PR #852, opened 2018-09-03
Change button from "replies" to "responses"

JesseWeinstein:
Per suggestion by Dinah -- "replies" are from contacts to texters, "responses" are sent by texters to contacts.

### DIFF
--- a/__test__/AssignmentSummary.test.js
+++ b/__test__/AssignmentSummary.test.js
@@ -189,7 +189,7 @@ describe('contacts filters', () => {
     expect(sendFirstTexts.contactsFilter).toBe('text')
 
     const sendReplies = mockRender.mock.calls[1][0]
-    expect(sendReplies.title).toBe('Send replies')
+    expect(sendReplies.title).toBe('Send responses')
     expect(sendReplies.contactsFilter).toBe('reply')
 
     const sendLater = mockRender.mock.calls[2][0]
--- a/src/components/AssignmentSummary.jsx
+++ b/src/components/AssignmentSummary.jsx
@@ -119,7 +119,7 @@ export class AssignmentSummary extends Component {
             })}
             {(window.NOT_IN_USA && window.ALLOW_SEND_ALL) ? '' : this.renderBadgedButton({
               assignment,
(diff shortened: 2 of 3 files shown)


DinahSanders:
Thanks, Jesse!

Or, as I have it in our internal docs:

> Reply
> A text sent by a contact to a texter; that is, what they say to us. Remember: They _reply_ to our initial text; we _respond_ to their replies.
> 
> Response
> A text sent by a texter to a contact; that is, what we say to them after the initial message. Remember: They _reply_ to our initial text; we _respond_ to their replies.


I recommend these changes specifically:
- change "Send Replies" button on home screen to "Send Responses"
- change "Skip Reply" button on sending screen to "Skip Response"

DinahSanders:
@JesseWeinstein, looks like maybe this missed changing the menu title "Canned Replies" to "Canned Responses"?

This seems to only be the case on some devices (e.g. iPhone).

JesseWeinstein:
Yep, I didn't know to change that. Will get to it when I get a chance. Still unclear when this will get merged. :-)

DinahSanders:
No worries. Makes sense to me not to roll out this change until after midterm elections, so folks have a more relaxed moment in which to adjust training materials and get their texters adapted to the new wording.

schuyler1d:
going to close this -- weirdly, once again we're in another election cycle, so the language needs to stay consistent.  We will re-review language post-election after user testing.

DinahSanders:
Why throw out the work done on finding all the loose ends that need to get cleaned up? Why just cross our fingers that we'll find the problems again?

This feels like saying to a programmer, "well, we didn't roll it in this time, so we're going to delete your code and you can write it again later".

JesseWeinstein:
Er, isn't there a "PRs that had been forgotten for over 2 years" queue that this could get tagged with, rather than just closing it?

schuyler1d:
That's fair.  I'll re-open and we'll get this in post-election.

Frydafly:
Hey folks! Checking in on this language change. Is it part of a roadmap or still on hold? (cc: @schuyler1d )

PR #853, opened 2018-09-04
Prevent twilio from queuing messages past the end of texting hours

lperson:
This is branched from `new_texting_hours_per_campaign`

Intended to either fix or mitigate the problem described starting with [this slack message](https://progcode.slack.com/archives/C717R1DMZ/p1535981668000100).


src/server/api/schema.js
```diff
@@ -909,6 +923,28 @@ const rootMutations = {
...
+        { textingHoursEnd: organization.texting_hours_end, textingHoursEnforced: organization.texting_hours_enforced },
+        {
+          textingHoursEnd: campaign.texting_hours_end,
+          overrideOrganizationTextingHours: campaign.override_organization_texting_hours,
+          textingHoursEnforced: campaign.texting_hours_enforced,
+          timezone: campaign.timezone
+        }
+      )
+
+      const sendBeforeDate = sendBefore ? sendBefore.toDate() : null
```
schuyler1d, line 972: if we are doing sendBefore here, shouldn't we also test whether we're already past sendBefore before creating the message?

-- i.e. if the API call is made past sendBefore we should error, right?

lperson: 👍

PR #855, opened 2018-09-04
Scaling loaders

schuyler1d:
stubs for cacheable_queries files and gesturing to how we might do some things.

Note this is using base: scaling-wip

### DIFF
--- a/src/server/api/assignment.js
+++ b/src/server/api/assignment.js
@@ -95,7 +95,11 @@ export function getContacts(assignment, contactsFilter, organization, campaign, 
 export const resolvers = {
   Assignment: {
     ...mapFieldsToModel(['id', 'maxContacts'], Assignment),
-    texter: async (assignment, _, { loaders }) => loaders.user.load(assignment.user_id),
+    texter: async (assignment, _, { loaders }) => (
+      assignment.texter
+      ? assignment.texter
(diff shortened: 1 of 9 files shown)


shakalee14 (commented):
thanks for stubbing this out!

@schuyler1d is it true that we should probably stick to similar naming conventions because they're the same idea? Specifically, I believe `clear` and `load` in different caching models are the same as `clearQuery` and `query`.

So essentially each model will have a `clear`, `load` and `save`. 

Should there also be an `update`? which then uses `clear` and `save`? 

Also, another pattern to maybe establish is deciding when we should expire - an expire call should happen during the `load`, but that's another arch design decision.

schuyler1d:
@shakalee14 
This is my naming structure reasoning so far.  It might change, but we should document the style/meaning somewhere once we nail it down:

* `clear` and `load` should be reserved for id as only/first argument for purposes of being able to use it here:
https://github.com/MoveOnOrg/Spoke/pull/855/files#diff-72944ac6d65443d67b9ebbf9989a1aecR32
* `query` and `clearQuery` take the same argument object -- hopefully encompasses ALL uses/lookups -- this is for pairs e.g. user-org or cell-org, etc.

schuyler1d:
I'm going to close this since it's an intermediate result.

PR #857, opened 2018-09-05
canned responses, cached

schuyler1d:
need this to take on caching campaigns and getting a feel for the api


schuyler1d:
merged to main

PR #866, opened 2018-09-06
Put cell numbers through formatter

### LINKED ISSUE #863: Data warehouse imports should format cell numbers correctly.
Currently the load from warehouse job processing takes the cell without adjustment here:
https://github.com/MoveOnOrg/Spoke/blob/main/src/workers/jobs.js#L233

However, cell numbers from a db may not include, e.g. `+1` for american contexts -- and we need the full international number in the cell column, as-is, instead of adapting it.

When uploading a csv it's run through:
https://github.com/MoveOnOrg/Spoke/blob/main/src/lib/phone-format.js#L4
getFormattedPhoneNumber(cell, country='US') and maybe these should as well.

shakalee14:
Fixes #863 

Tested on staging.


mathemagica (approved):
👍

..........

▶ **ASSIGNMENT**:
Only the lines from the start of the listing through the line with "expect(sendFirstTexts.contactsFilter).toBe('text')" should be repeated, each exactly as it stands.

▶ **EXERCISE RESPONSE**:
PR #852, opened 2018-09-03
Change button from "replies" to "responses"

JesseWeinstein:
Per suggestion by Dinah -- "replies" are from contacts to texters, "responses" are sent by texters to contacts.

### DIFF
--- a/__test__/AssignmentSummary.test.js
+++ b/__test__/AssignmentSummary.test.js
@@ -189,7 +189,7 @@ describe('contacts filters', () => {
     expect(sendFirstTexts.contactsFilter).toBe('text')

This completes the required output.